ISSUE: WHETHER OR NOT THE RESPONDENTS ARE ENTITLED TO PRESENT EVIDENCE


FIRST TIME ON APPEAL

HELD: A party may only adduce evidence for the first time on appeal if he adequately
explains his delay in the submission of evidence and he sufficiently proves the allegations
sought to be proven.
In labor cases, strict adherence to the technical rules of procedure is not required. Time and
again, we have allowed evidence to be submitted for the first time on appeal with the NLRC in the
interest of substantial justice. However, this liberal policy should still be subject to rules of reason
and fair play.
The liberality of procedural rules is qualified by two requirements: (1) a party should
adequately explain any delay in the submission of evidence; and (2) a party should sufficiently prove
the allegations sought to be proven. The reason for these requirements is that the liberal application
of the rules before quasi-judicial agencies cannot be used to perpetuate injustice and hamper the
just resolution of the case. Neither is the rule on liberal construction a license to disregard the rules
of procedure.
The NLRC capriciously and whimsically admitted and gave weight to the respondents
evidence despite its finding that they voluntarily appeared in the compulsory arbitration proceedings.
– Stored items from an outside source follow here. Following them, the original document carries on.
PR #1501, opened 2017-07-19
Make maxTaskStringSize configurable

### LINKED ISSUE #716: Individual Task Query while using tasktracker executor cannot exceed 12kb
When the user runs a `SELECT` query and has the executor type set to `task-tracker`, the master node breaks up the query into query fragments and sends query fragments to worker nodes.  On each worker, there's a daemon process. The daemon process assigns individual query fragments to itself to execute. There is a limit on the length of these query fragments, they cannot exceed 12kb. (edited)
If the individual task query exceeds 12kb, then we get this error:

```
WARNING: could not receive query results from <worker-ip>:5432
DETAIL: Client error: task call string exceeds maximum assignable length
```

All the individual task queries are stored in shared memory and hence we put hard limit on what length the individual task query can be.

mtuncer:
taskCallStringSize determines the size of worker query string.
It was originally hard coded to a specific value. This has caused
issues at some users. Since it determines initial shared memory
allocation, we did not want to set it to an arbitrary higher number.
Instead made it configurable.

This commit introduces a new GUC variable max_task_string_size

Changes in this variable requires restart to be in effect.

Fixes #716

### DIFF
--- a/src/backend/distributed/worker/task_tracker.c
+++ b/src/backend/distributed/worker/task_tracker.c
@@ -53,6 +53,7 @@
 int TaskTrackerDelay = 200;       /* process sleep interval in millisecs */
 int MaxRunningTasksPerNode = 16;  /* max number of running tasks */
 int MaxTrackedTasksPerNode = 1024; /* max number of tracked tasks */
+int MaxTaskStringSize = 12288; /* max size of a worker task call string in bytes */
 WorkerTasksSharedStateData *WorkerTasksSharedState; /* shared memory state */
 
 static shmem_startup_hook_type prev_shmem_startup_hook = NULL;
@@ -390,7 +391,7 @@ TrackerCleanupJobSchemas(void)
 		cleanupTask->assignedAt = HIGH_PRIORITY_TASK_TIME;
 		cleanupTask->taskStatus = TASK_ASSIGNED;
 
-		strlcpy(cleanupTask->taskCallString, JOB_SCHEMA_CLEANUP, TASK_CALL_STRING_SIZE);
+		strlcpy(cleanupTask->taskCallString, JOB_SCHEMA_CLEANUP, MaxTaskStringSize);
 		strlcpy(cleanupTask->databaseName, databaseName, NAMEDATALEN);
 
 		/* zero out all other fields */
@@ -532,7 +533,7 @@ TaskTrackerShmemSize(void)
 
 	size = add_size(size, sizeof(WorkerTasksSharedStateData));
 
-	hashSize = hash_estimate_size(MaxTrackedTasksPerNode, sizeof(WorkerTask));
+	hashSize = hash_estimate_size(MaxTrackedTasksPerNode, WORKER_TASK_SIZE);
 	size = add_size(size, hashSize);
 
 	return size;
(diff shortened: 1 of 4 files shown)


src/backend/distributed/worker/task_tracker.c
```diff
@@ -662,9 +664,10 @@ SchedulableTaskList(HTAB *WorkerTasksHash)
 
 	for (queueIndex = 0; queueIndex < tasksToScheduleCount; queueIndex++)
 	{
-		WorkerTask *schedulableTask = (WorkerTask *) palloc0(sizeof(WorkerTask));
-		schedulableTask->jobId = schedulableTaskQueue[queueIndex].jobId;
-		schedulableTask->taskId = schedulableTaskQueue[queueIndex].taskId;
+		WorkerTask *schedulableTask = (WorkerTask *) palloc0(WORKER_TASK_SIZE);
+		WorkerTask *queuedTask = WORKER_TASK_AT(schedulableTaskQueue, queueIndex);
```
mtuncer: Not use if this is the best way to access array items. Open to suggestions

src/include/distributed/task_tracker.h
```diff
@@ -72,21 +75,28 @@ typedef enum
...
 	char userName[NAMEDATALEN]; /* user to use for local backend connection */
 	int32 connectionId;     /* connection id to local backend */
 	uint32 failureCount;    /* number of task failures */
+	char taskCallString[FLEXIBLE_ARRAY_MEMBER]; /* query or function call string */
 } WorkerTask;
 
+#define WORKER_TASK_SIZE (offsetof(WorkerTask, taskCallString) + \
+						  MaxWorkerTaskCallStringSize)
+#define WORKER_TASK_AT(workerTasks, index) \
+	((WorkerTask *) (((char *) (workerTasks)) + (index) * WORKER_TASK_SIZE))
```
mtuncer: Working around pointer arithmetic warning.

samay-sharma:
hey @mtuncer : The values look good to me. Could we rename the guc to something shorter?

Suggestions: max_task_string_size. We generally don't have master / worker in guc names. We document that info in docs and in the description. Also, I don't know if "TaskCall" is something which users would understand.

Also, could we add a hint to increase this config to the place where the user would previously get "task call string exceeds maximum assignable length". Also, maybe rephrase current message to "task string exceeds .... length [size]"

mtuncer:
@anarazel can you take a look

src/include/distributed/task_tracker.h
```diff
@@ -72,21 +72,28 @@ typedef enum
...
+ * Since taskCallString is dynamically sized use WORKER_TASK_SIZE instead of
+ * sizeof(WorkerTask). Use WORKER_TASK_AT to reference an item in WorkerTask array.
  */
 typedef struct WorkerTask
 {
 	uint64 jobId;      /* job id (upper 32-bits reserved); part of hash table key */
 	uint32 taskId;     /* task id; part of hash table key */
 	uint32 assignedAt; /* task assignment time in epoch seconds */
 
-	char taskCallString[TASK_CALL_STRING_SIZE]; /* query or function call string */
```
pykello: Also remove ```#define TASK_CALL_STRING_SIZE``` from task_tracker.h?

PR #1503, opened 2017-07-20
Fix drop table - create_distributed_table deadlock

### LINKED ISSUE #1502: Concurrent create_distributed_table and drop table might deadlock if tables are colocated
It is the reason behind the deadlock problem on the master branch. We have faced with it while running the parallel regression tests `multi_prepare_plsql.sql` and `multi_prepare_sql.sql`

In order to reproduce it, you need to create distributed table `colocated_table_1` while dropping another distributed table `colocated_table_2`, which is the only table colocated with `colocated_table_1`. The rease of the deadlock is : 
 
`CreateHashDistributedTable` takes(C-1) an `ExclusiveLock` on the `DistColocationRelationId()`, then `CreateColocatedShards` takes(C-2) an `AccessShareLock` on the ID of `colocated_table_2`, since it is the only table colocated with `colocated_table_1`.

`master_drop_all_shards` takes(D-1) an `AccessExlusiveLock` on the ID of `colocated_table_2` and `citus_drop_trigger` function takes(D-2) `RowExclusiveLock` on `DistColocationRelationId()` because it deletes the row from colocation table after checking there is no more table exist for this colocation group.

If these operations run in the order of C-1,D-1,C-2,D-2 then deadlock occurs.

In order to solve this issue, I have prepared a [PR](https://github.com/citusdata/citus/pull/1503) (thanks to Marco :)) which removes the delete operation within `citus_drop_trigger`. As a side effect, we may have dangling colocation groups on the colocation table now. PR also changes the type of lock on the `DistColocationRelationId()`to let concurrent `create_distributed_table` operations.

velioglu:
Fixes #1502 

Solves the deadlock while running create_distributed_table and drop table on colocated tables. Also makes concurrent create_distributed_tables possible.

The NLRC blatantly disregarded the fact that the respondents voluntarily opted not to participate, to
adduce evidence in their defense and to file a position paper despite their knowledge of the
pendency of the proceedings before the LA. The respondents were also grossly negligent in not
informing the LA of the specific building unit where the respondents were conducting their business
and their counsels address despite their knowledge of their non-receipt of the processes.
Furthermore, the respondents failed to sufficiently prove the allegations sought to be proven.
Why the respondents photocopied and computerized copies of documentary evidence were not
presented at the earliest opportunity is a serious question that lends credence to the petitioners
claim that the respondents fabricated the evidence for purposes of appeal. While we generally
admit in evidence and give probative value to photocopied documents in administrative
proceedings, allegations of forgery and fabrication should prompt the adverse party to
present the original documents for inspection. It was incumbent upon the respondents to present
the originals, especially in this case where the petitioners had submitted their specimen signatures.
Instead, the respondents effectively deprived the petitioners of the opportunity to examine and
controvert the alleged spurious evidence by not adducing the originals.
This Court is thus left with no option but to rule that the respondents failure to present the
originals raises the presumption that evidence willfully suppressed would be adverse if produced.
Viewed in these lights, the scales of justice must tilt in favor of the employees. This conclusion is
consistent with the rule that the employers cause can only succeed on the strength of its own
evidence and not on the weakness of the employees evidence.